Tuesday, December 19, 2006

Bails that pass the buck and Sehwag's rebuke for the MoM

I had not yet known blogging when India conquered Adelaide 2003. Now when I have the delicious Jo'burg 2006 inviting me to sink my teeth in, I suffer from a block of sorts! Strangely the block’s not from paucity of words or topics but from excesses of those.

What do I write about? The win? You all know all of it by heart – even the scorecard with the number of balls faced, perhaps.

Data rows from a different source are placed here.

Issue #1300, opened 2024-12-06
[Canaries] Failing Android ChipGroup Selection Tests


kazo0:
Issue to track test failures on the canaries for the ChipGroup Selection Tests

> 6 unit test(s) failed (count=6).
> 	Failing Tests:
> 	1. VariousMode_TapSelection (Single,System.Int32[],0)
> 	2. VariousMode_TapSelection (Single,System.Int32[],1)
> 	3. VariousMode_TapSelection (Single,System.Int32[],1)
> 	4. VariousMode_TapSelection (Single,System.Int32[],2)
> 	5. Single_SetSelection()
> 	6. Initial_Selection()
> 
> 
> ---
> 	Details:
> Failed: VariousMode_TapSelection (Single,System.Int32[],0) [AssertFailedException] 
>  Assert.AreEqual failed. Expected:<0>. Actual:<(null)>. 
> 
> Failed: VariousMode_TapSelection (Single,System.Int32[],1) [AssertFailedException] 
>  Assert.AreEqual failed. Expected:<0>. Actual:<(null)>. 
> 
> Failed: VariousMode_TapSelection (Single,System.Int32[],1) [AssertFailedException] 
>  Assert.AreEqual failed. Expected:<0>. Actual:<(null)>. 
> 
> Failed: VariousMode_TapSelection (Single,System.Int32[],2) [AssertFailedException] 
>  Assert.AreEqual failed. Expected:<0>. Actual:<(null)>. 
> 
> Failed: Single_SetSelection() [AssertFailedException] 
>  Assert.AreEqual failed. Expected:<0>. Actual:<(null)>. 
> 
> Failed: Initial_Selection() [AssertFailedException] 
>  Assert.AreEqual failed. Expected:<Uno.Toolkit.UI.Chip>. Actual:<(null)>. SelectedItem is expected to be container#0

PR #1635, opened 2026-09-03
chore!: Uno Platform 7.0 retarget (SDK, net10.0, Skia mobile port)

MartinZikmund:
**GitHub Issue:** relates to unoplatform/uno-private#2074

## PR Type

- Build or CI related changes
- Bugfix
- Refactoring

The toolkit targets Uno Platform 6 (`net9.0`) and does not build or run against Uno Platform 7.0.

## What is the new behavior?

Uno.Toolkit builds and runs on **Uno Platform 7.0** (`Uno.Sdk.Private` `7.0.0-dev.701`, `net10.0`), on top of the Uno 7 builds of Uno.Themes (`9.0.0-dev.15`) and C# Markup (`7.0.0-dev.33`).

The full plan, the decisions behind it and what is still open are in `specs/uno7-groundwork/progress.md`.

### Target frameworks and the Skia mobile heads

- Libraries keep `net10.0`, `net10.0-android`, `net10.0-ios` and `net10.0-windows10.0.19041`, matching Uno.Themes 9.0. Mac Catalyst is gone.
- In Uno 6, a Skia Android/iOS head swapped every library's mobile asset for its plain `netX.0` build, so Skia users have always run the plain toolkit build. Uno 7 (`unoplatform/uno@bc6254848a`) stops that swap. The mobile assets are therefore rebuilt to **behave like the plain Skia build**, and the native-renderer code they used to carry is removed.

### Native rendering removal (breaking)

- `NavigationBar` uses its XAML template on every platform. `NativeFramePresenter`, `NativeNavigationBarPresenter`, the native renderers, `NativeDefaultToolkitFrame`, the `*NativeNavigationBarTemplate` keys and the `IsNativeStyle` frame styles are removed. `doc/controls/NavigationBar.md` has a migration section.
- The TabBar, FlipView, Chip and segmented-control styles collapse their `mobile:` forks onto the arm Skia heads already used.
- `TabBarSelectorBehavior` follows the FlipView's `ScrollViewer` everywhere. `ScrollableHelper` gets a managed scroll-to-top/bottom, where the mobile path previously threw `NotImplementedException`.
- `ExtendedSplashScreen` uses the Skia splash on Android and iOS, built from `UnoSplash.def`. `Init(Activity)` keeps its signature and still hands off to the AndroidX splash screen; this is the one native-only behavior kept, as an OS-level service.
- `SafeArea` computes insets from `Bounds` and `VisibleBounds` on every Uno target. The removed `IsStatusBarTranslucent` branch goes, and the Android bounds-race guard stays.

### Other Uno 7 fallout

- BC53 (`Uno.UI.Toolkit` → `Uno.UI.Extras` namespaces) and BC26 (`DependencyObject` is a class).
- `IDependencyObjectStoreProvider` → `MarkupHelper.SetParent`.
- `ShadowContainer` renders through `SKCanvasElement` on Uno targets. `SkiaSharp.Views.Uno.WinUI` is still built against Uno 5 and stopped the app from starting, so the reference is gone; WinAppSDK keeps `SKXamlCanvas`.
- `DrawerControl.IsOpen` set off the UI thread is marshalled to it. Uno 7 now enforces thread access in composition, as WinUI does.
- Sample heads: the Android host goes through `UnoPlatformHostBuilder`, and Hot Design / App MCP are disabled in Debug until they ship Uno 7 builds.
- CI: the .NET SDK is pinned to `10.0.101`, the band `uno.check` provisions `wasm-tools` for (`NETSDK1147`, same fix as Uno.Themes), and the install cache is now keyed on that version.
- Hot reload: the dev-server loads every library flavor and ignores the build's global properties, so libraries evaluate `net10.0` only when `UnoIsHotReloadHost` is set, and the CI job writes `crosstargeting_override.props` for desktop. The Debug heads call `EnableHotReload()`, and `HotReloadTestHelper` waits for the edited assembly's delta, since Uno 7 also emits a delta for the head's `uno.hot-reload.info`.
- iOS trim analyzer: `IL2122` is fixed by assembly-qualifying the name; `IL2070`/`IL2075` are suppressed with justification on name-based DP lookups.

## Verification

**CI:** every job on this PR is green, including Packages, all sample builds, and the desktop and hot-reload runtime tests.

Run locally on Windows with the commands the pipeline uses:

| Leg | Result |
|---|---|
| `Uno.Toolkit-packages.slnf` + `Uno.Toolkit.RuntimeTests`, `net10.0-android` / `net10.0-ios` | 0 errors, no `UNOB0020` |
| Desktop publish: Material, Cupertino, Simple | 0 errors |
| WASM publish: Material, Cupertino | 0 errors |
| Android build: Material, Cupertino | 0 errors |
| Packages (MSBuild, `GeneratePackageOnBuild`) | 0 errors, 8 packages |
| Desktop runtime tests (Linux, WSLg) | 354 of 360 before the last fix; the 6 incremental-loading failures pass after it (re-run with `Attempts: 1`) |
| Hot-reload runtime tests (Debug desktop) | 48 of 48 after the hot-reload fixes (CI had 39 of 45 failing) |
| Skia Android runtime tests (API 34 emulator, Release, local harness) | 244 of 365; all 121 failures are exact-size assertions broken by rounding at 2.625 density. Every port-sensitive test passes: splash, SafeArea system bars, NavigationBar, ChipGroup #1300, drawer, scroll-to-top |

Published assemblies were checked with a metadata reader: nothing references the removed Uno 6 assemblies.

**Not verified here:** Skia iOS runtime tests, the visual splash handoff on devices, the WinAppSDK sample heads, and the iOS app heads, which need a Mac.

## PR Checklist

- [x] Tested code with current supported SDKs
	- [x] WinUI (Skia desktop)
	- [ ] iOS
	- [ ] Android
	- [x] WASM (build)
- [x] Updated the documentation as needed (NavigationBar, ExtendedSplashScreen, SafeArea, AGENTS.md)
- [x] Runtime Tests added or ported (NavigationBar, ScrollableHelper, TabBarItemExtensions, ExtendedSplashScreen, SafeArea)
- [ ] Contains **NO** breaking changes — breaking changes are described in the `BREAKING CHANGE:` bodies of the `!` commits

🤖 Generated with [Claude Code](https://claude.com/claude-code)

https://claude.ai/code/session_01SQBL3dpwkP1vsVzy7Kcijc


samples/Uno.Toolkit.Samples.Cupertino/CupertinoSampleApp.csproj
```diff
@@ -2,7 +2,7 @@
 	<!--
 		Expand platform suffix overrides to versioned TFMs for sample app (net10.0).
 		This allows crosstargeting_override.props to use platform suffixes (e.g., 'ios', 'android')
```
agneszitte, line 4: @MartinZikmund do not merge this PR yet, please

I am currently validating the versions and servicing branch with @kazo0, and the major bump + servicing branch may change for this repo. 

I will resolve this comment as soon as it is validated with him, and I will give you the updated details ;)

agneszitte (dismissed):

samples/Directory.Packages.props
```diff
@@ -1,7 +1,6 @@
-<Project ToolsVersion="15.0">
+﻿<Project ToolsVersion="15.0">
```
agneszitte, line 1: Heads-up @MartinZikmund (Cc @kazo0)
`main` is now `11.0-dev.{height}`, not `10.0-dev` (#1637). 10.0 moved to the Uno 6.x line as `servicing/10.0`, because aligning to Uno.Themes 8.0 crosses a major on `UnoThemesVersion`. `servicing/9.2` is retired. This PR doesn't touch `version.json`, so no conflict with the bump.

Please rebase *after* #1636 merges, not before. It's landing on `main` first, and it edits `UnoThemesVersion` inside your `samples/Directory.Packages.props` hunk, so rebasing now means resolving that twice. You'll also inherit the `SimpleFontFamily` → `DefaultFontFamily` swap, which you'd otherwise have to redo here anyway.

Then the last piece is `UnoThemesVersion` → `9.0.0-dev.*`, which needs unoplatform/Uno.Themes#1722 to publish, that's this PR's real blocker.

Nit: the diff adds a UTF-8 BOM to `samples/Directory.Packages.props`, looks unintentional.

src/library/Uno.Toolkit.Material/Styles/Controls/v1/BottomTabBar.xaml
```diff
@@ -3,11 +3,9 @@
 					xmlns:d="http://schemas.microsoft.com/expression/blend/2008"
 					xmlns:mc="http://schemas.openxmlformats.org/markup-compatibility/2006"
 					xmlns:um="using:Uno.Material"
-					xmlns:toolkit="using:Uno.UI.Toolkit"
-                    xmlns:not_mobile="http://schemas.microsoft.com/winfx/2006/xaml/presentation"
-                    xmlns:mobile="http://uno.ui/mobile" 
+					xmlns:toolkit="using:Uno.UI.Xaml.Controls"
```
Xiaoy312, line 6: lets not use something as confusing as "toolkit" in the toolkit repo itself, while refering to something completely unrelated
```suggestion
					xmlns:uuxc="using:Uno.UI.Xaml.Controls"
```

src/library/Uno.Toolkit.Material/Styles/Controls/v1/_Common.xaml
Xiaoy312, line 1: i cant really remember the historical luggage with v1
i believe it is completely unused now<sup>[citation needed]</sup>, should we take the opportunity to nuke them completely like we did with v1 of XamlControlResources?

CC: @kazo0 @agneszitte

src/library/Uno.Toolkit.Material/Styles/Controls/v2/Chip.xaml
```diff
@@ -1,13 +1,11 @@
 ﻿<ResourceDictionary xmlns="http://schemas.microsoft.com/winfx/2006/xaml/presentation"
 					xmlns:x="http://schemas.microsoft.com/winfx/2006/xaml"
 					xmlns:mc="http://schemas.openxmlformats.org/markup-compatibility/2006"
-					xmlns:not_win="http://uno.ui/not_win"
 					xmlns:todo="what should be done"
```
Xiaoy312, line 4: lets also do a sweep on the `todo` xmlns if unused (mc:Ignorable doesnt count) globally

src/library/Uno.Toolkit.Material/Styles/Controls/v2/NavigationBar.xaml
Xiaoy312, line 1: correct me if im wrong, but didnt we discontinue the support for winappsdk?
if so, we could also simplify those contractPresentOrNot xmlns

src/Uno.Toolkit.RuntimeTests/Helpers/XamlHelper.cs
```diff
@@ -27,7 +27,7 @@ internal static class XamlHelper
 		{
 			[string.Empty] = "http://schemas.microsoft.com/winfx/2006/xaml/presentation",
 			["x"] = "http://schemas.microsoft.com/winfx/2006/xaml",
-			["toolkit"] = "using:Uno.UI.Toolkit", // uno utilities
+			["toolkit"] = "using:Uno.UI.Xaml.Controls", // uno utilities (ex-Uno.UI.Toolkit; extensions now live in Uno.UI.Xaml)
```
Xiaoy312, line 30:
```suggestion
			["uuxc"] = "using:Uno.UI.Xaml.Controls", // uno utilities (ex-Uno.UI.Toolkit; extensions now live in Uno.UI.Xaml)
```
need pay attention to downstream consumers

src/Uno.Toolkit.UI/Extensions/DependencyObjectExtensions.cs
```diff
@@ -98,11 +99,7 @@ internal static IDisposable RegisterDisposablePropertyChangedCallback(this Depen
 		}
 
 		public static T? FindChild<T>(this DependencyObject depObj)
-		where T :
-#if HAS_UNO
-			class,
-#endif
-			DependencyObject
+		where T : DependencyObject
```
Xiaoy312, line 102:
```suggestion
			where T : DependencyObject
```

Xiaoy312 (approved):

src/library/Uno.Toolkit.Material/Styles/Controls/v1/_Common.xaml
agneszitte: I will let @kazo0 help validate this one

kazo0: We should drop v1 for this major release

samples/Directory.Packages.props
MartinZikmund: All four points are already in place on the current branch:

- #1636 merged on 2026-09-09 and this branch contains `origin/main` (`b1b8a2997`), so the `UnoThemesVersion` hunk and the `SimpleFontFamily` → `DefaultFontFamily` swap came in with the rebase rather than being resolved twice.
- `UnoThemesVersion` is `9.0.0-dev.15` in both `src/Directory.Packages.props` and `samples/Directory.Packages.props` — unoplatform/Uno.Themes#1722 published, so the blocker is cleared.
- The UTF-8 BOM on `samples/Directory.Packages.props` is gone (`head -c3` is `<Pr`).

Thanks for the heads-up on the `11.0-dev.{height}` / `servicing/10.0` split — this PR does not touch `version.json`, so no conflict there.

src/Uno.Toolkit.RuntimeTests/Tests/ScrollableHelperTests.cs
```diff
@@ -0,0 +1,61 @@
...
+	public async Task When_SmoothScrollTop_ListView_Scrolls_To_Start()
+	{
+		var (listView, scrollViewer) = await SetupListView();
+
+		scrollViewer.ChangeView(null, 500, null, disableAnimation: true);
+		await UnitTestUIContentHelperEx.WaitFor(() => scrollViewer.VerticalOffset > 0, message: "The ListView did not scroll down");
+
+		ScrollableHelper.SmoothScrollTop(listView);
+
+		await UnitTestUIContentHelperEx.WaitFor(() => scrollViewer.VerticalOffset == 0, timeoutMS: 3000, message: "The ListView was not scrolled back to the top");
```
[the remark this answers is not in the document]
MartinZikmund: Fixed in `afccb54a4` — the wait predicate now uses a `TopOffsetTolerance` constant (0.5) instead of `VerticalOffset == 0`, so a smooth scroll settling on a sub-pixel offset no longer times the test out.

src/Uno.Toolkit.RuntimeTests/Tests/TabBarItemExtensionsTests.cs
```diff
@@ -0,0 +1,77 @@
...
+			?? contentHost.GetFirstDescendant<ScrollViewer>()
+			?? throw new AssertFailedException($"Failed to find the ScrollViewer of {contentHostType.Name}");
+
+		scrollViewer.ChangeView(null, 500, null, disableAnimation: true);
+		await UnitTestUIContentHelperEx.WaitFor(() => scrollViewer.VerticalOffset > 0, message: "The content host did not scroll down");
+		Assert.IsTrue(selectedItem.IsSelected);
+
+		selectedItem.ExecuteTap();
+
+		await UnitTestUIContentHelperEx.WaitFor(() => scrollViewer.VerticalOffset == 0, timeoutMS: 3000, message: "The content host was not scrolled back to the top");
```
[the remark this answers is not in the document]
MartinZikmund: Fixed in `afccb54a4` — same treatment as `ScrollableHelperTests`: a `TopOffsetTolerance` constant (0.5) replaces the exact `VerticalOffset == 0` comparison.

src/Uno.Toolkit.UI/Controls/ExtendedSplashScreen/ExtendedSplashScreen.cross.cs
```diff
@@ -151,6 +194,93 @@ public partial class ExtendedSplashScreen
...
+					}
+
+					using var reader = new StreamReader(stream);
+					return ParseResizetizerDefinition(reader.ReadLine());
+				}
+			}
+			catch (Exception e)
+			{
+				typeof(ExtendedSplashScreen).Log().LogError(0, e, "Error while reading the splash screen definition.");
+			}
```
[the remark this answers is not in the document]
MartinZikmund: Fixed in `afccb54a4`, though not quite as suggested — a `when` filter that only handles known types would let anything unexpected escape into app startup and take the window down, which is worse than what it replaces.

Instead it now follows `AGENTS.md` §8 (specific first, generic as the final fallback):

```csharp
catch (Exception e) when (e is IOException or BadImageFormatException or FileLoadException or NotSupportedException)
{
    typeof(ExtendedSplashScreen).Log().LogWarning(e, "Could not read the splash screen definition.");
}
catch (Exception e)
{
    typeof(ExtendedSplashScreen).Log().LogError(0, e, "Unexpected error while reading the splash screen definition.");
}
```

The foreseeable resource/stream failures are now a warning, anything else is still logged as an error, and either way the method degrades to `null` (no splash screen) rather than throwing.

src/library/Uno.Toolkit.Material/Styles/Controls/v1/BottomTabBar.xaml
MartinZikmund: Agreed — applied in `afccb54a4`, and swept globally rather than just here: all 10 style dictionaries plus the runtime-test `XamlHelper` xmlns map now use `uuxc`. No `toolkit` prefix is left in the repo.

The prefix is file-local in every case (all usages are `<uuxc:ElevatedView>` within the same dictionary), so nothing downstream binds to the old spelling.

src/Uno.Toolkit.RuntimeTests/Helpers/XamlHelper.cs
MartinZikmund: Applied in `afccb54a4`, along with the same rename in the 10 style dictionaries so the whole repo is consistent.

On downstream consumers: the prefix never escapes the file it is declared in — every usage is a `<uuxc:ElevatedView>` element inside the same dictionary, and `XamlHelper`'s map only feeds XAML strings built inside the runtime tests. Nothing external resolves `toolkit:`.

src/Uno.Toolkit.UI/Extensions/DependencyObjectExtensions.cs
MartinZikmund: Applied in `afccb54a4` — and to `GetFirstParent` too, since it had the same two-tab clause. `FindFirstParent` further down already used three tabs, so this just brings the file in line with itself.

src/library/Uno.Toolkit.Material/Styles/Controls/v2/Chip.xaml
MartinZikmund: Done in `afccb54a4`. `todo` was declared in 6 files and actually used in exactly one (`DrawerFlyoutSamplePage.xaml`, for a `todo:Note` attribute), so the other 5 declarations are gone — along with the `mc:Ignorable="todo"` entries and, where `todo` was the only thing `mc` carried, `xmlns:mc` itself.

The same pass removed the unreferenced `contract*Present` / `contract*NotPresent` / `primitiveContract7Present` declarations (see the `NavigationBar.xaml` thread).

Not swept: `d` and `local` in the sample pages. `d` is designer boilerplate and `local` is dead in ~60 sample files — a real clean-up, but pure churn to fold into a retarget PR. Happy to take it separately if you want it.

src/library/Uno.Toolkit.Material/Styles/Controls/v2/NavigationBar.xaml
MartinZikmund: Half right, so I dug into it — correcting the premise first.

**WinAppSDK is still supported at the library level.** `src/tfm-common-winui.props` still crosstargets `net10.0-windows10.0.19041` (gated by `Build_Windows`, which defaults to `true` on Windows hosts). What this PR dropped is the *sample heads'* Windows TFM: they are now `net10.0-android;net10.0-ios;net10.0-browserwasm;net10.0-desktop`. So consumers can still build against the WinAppSDK flavour of the packages.

**That said, the conditionals are still dead** — for a different reason:

- Uno's XAML generator resolves these at build time via `ApiInformation.IsApiContractPresent`, which reports `Windows.Foundation.UniversalApiContract` present **up to major 14** (`uno/src/Uno.Foundation/Metadata/ApiInformation.shared.cs`).
- On WinAppSDK the min target `10.0.19041` is UniversalApiContract **10**.

So `contract7Present` and `contract8Present` are always true on both, and `contract7NotPresent` is always false on both. Applied in `afccb54a4`:

- inlined `contract7Present:` (15 sites) and `contract8Present:` (23 sites) — all of them plain default-namespace attributes (`CornerRadius`, `VerticalAnchorRatio`) or elements (`ObjectAnimationUsingKeyFrames`, `DoubleAnimationUsingKeyFrames`, `DiscreteDoubleKeyFrame`, `SplineDoubleKeyFrame`, `VisualStateGroup.Transitions`), and none collided with an existing attribute on the same element;
- deleted the `contract7NotPresent:` branches (12 attributes + 4 element subtrees) that can never be taken;
- removed every `contract*Present` / `contract*NotPresent` / `primitiveContract7Present` declaration left unreferenced across `NavigationBar.xaml` (UI / Material v1 / Material v2 / Simple) and `DrawerControl.Enhanced.xaml`.

No `contract` prefix remains in any hand-written XAML. Desktop runtime tests are byte-identical before and after (430 tests, the same 91 display-scale-sensitive AutoLayout failures on a Windows host).

src/library/Uno.Toolkit.Material/Styles/Controls/v1/_Common.xaml
MartinZikmund: Agreed on all sides, but it lands separately — tracked in #1643 (assigned to @kazo0).

Confirming your citation: `v1` is not merely unused, it is already broken.

- `Themes/MaterialToolkitStyles.xaml` only merges `mergedpages.v2.xaml`, so nothing reaches `mergedpages.v1.xaml` through `MaterialToolkitTheme`.
- The one public way in, `MaterialToolkitResourcesV1`, points at `ms-appx:///Uno.Toolkit.WinUI.Material/Generated/mergedpages.WinUI.v1.xaml` — a path the merge task does not emit (the output is `mergedpages.v1.xaml`, no `.WinUI.` infix). Instantiating it throws.

`MaterialToolkitResourcesV2` has the identical broken `Source` URI, so #1643 covers that too.

Keeping the ~4,530-line deletion plus a public type removal out of this retarget PR — it is already large and green across every CI leg, and a public API removal deserves its own reviewable diff.

src/Uno.Toolkit.UI/Controls/ExtendedSplashScreen/ExtendedSplashScreen.cross.cs
```diff
@@ -151,6 +194,98 @@ public partial class ExtendedSplashScreen
...
+			catch (Exception e) when (e is IOException or BadImageFormatException or FileLoadException or NotSupportedException)
+			{
+				// The definition is embedded by Uno.Resizetizer; an unreadable assembly or stream just means no splash screen.
+				typeof(ExtendedSplashScreen).Log().LogWarning(e, "Could not read the splash screen definition.");
+			}
+			catch (Exception e)
+			{
+				typeof(ExtendedSplashScreen).Log().LogError(0, e, "Unexpected error while reading the splash screen definition.");
+			}
```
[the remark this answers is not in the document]
MartinZikmund: Declining this one, deliberately.

Deleting the fallback `catch (Exception e)` would let any unanticipated exception propagate out of `LoadSplashScreenFromResizetizerDefinition()`. That method runs during app startup while the splash screen is being resolved, so an escaping exception does not "improve diagnosability" — it takes the window down before the app is usable. On WASM in particular that is an unrecoverable crash in the worker, not a stack trace someone reads.

This also contradicts two rules in the repo's own `AGENTS.md`:

> §8: Order `catch` blocks from most specific to most general: catch predicted exceptions first […] **then use a generic `catch (Exception ex)` as the final fallback.**

> §8: For controls, prefer graceful degradation (e.g. fall back to a default visual state) over throwing from layout / template-application paths — exceptions in those paths can take down the visual tree on consumers.

The current shape is exactly what those prescribe, and it is what the previous round of this same check asked for (r4036584922): the foreseeable `IOException` / `BadImageFormatException` / `FileLoadException` / `NotSupportedException` are handled and logged as a warning, anything unexpected is logged at **error** level with the full exception — so it is not silently swallowed — and either path degrades to `null`, i.e. no splash screen.

Diagnosability is preserved by `LogError(0, e, …)`; app stability is preserved by not rethrowing. Keeping as is.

The inspirational return of Dada that has silenced his detractors (and - ahem - some fans who believe he should have retired) and roused a beleaguered and increasingly unsure team ala Brisbane 2004? But then anything I have to say on that is bound to be the 237th repetition. The one incident about Dada’s effort with the ball that I thought of blogging about while watching the match live on Sunday has been covered by cricinfo's Siddartha Vaidyanathan here.

Sreesanth? He is on your left, right, inside, outside, ruling your sense and nonsense. But people still want more of him. Understandable, after his 8 wkt haul and his ‘Nel biting’ batting. So I guess I have to write about him even at the risk of evoking ‘oh no not again’s.

The first moment I found interesting from fourth day’s play was Shaun Pollock’s dismissal to Anil Kumble. As Polly missed his slog heave on one knee, the straightish delivery went ahead and kissed the top of his leg stump. The right bail felt the jolt and for a split second it thought of getting off its comfortable perch. But the weather out there was way too glorious this day and displaying great reluctance it shoved the off bail (apparently a junior), ordering it to do the needful instead. Thus we happened to see the unusual incident of Shaun’s off bail falling to Kumble’s leg stump hit.

The other one, as I promised, is about Sreesanth. It is the 73rd over (or, maybe 74th). The new ball is understandably not available and Andre Nel is batting. Nel defends a Kumble delivery and the camera view switches to the one behind the right hand batsman. Sehwag, fielding at short mid-off, turns to his left and reprimands the out-of-view point fielder: "Tujhe baat karne ko mana kiya na", which is "Told you not to speak" in Hindi. [The stump mics these days are terrific – bad for lovers of verbal freedom, really – and seem to catch most sounds made within a 7 metre radius.]

I made an assumption as to who that vociferous guy under fire from Sehwag could be. Confirmation came soon - it was the champion sword-wielding horserider from Kerala all right. That incident indicates a hint of worry amongst the team seniors about Sreesanth crossing the line once too often and earning a ban. I see good reason behind it; Sreesanth’s unwarranted reaction after dismissing Amla in the 2nd innings was certainly cause for concern. Like his erstwhile vice captain, the skipper too is a little worried about the extent of the young bowler’s expressiveness:

"He bowled brilliantly for us," said Dravid, when asked specifically about Sreesanth's man-of-the-match display. "Obviously, he's a character, but he needs to be a bit careful. We wouldn't want him to miss a game."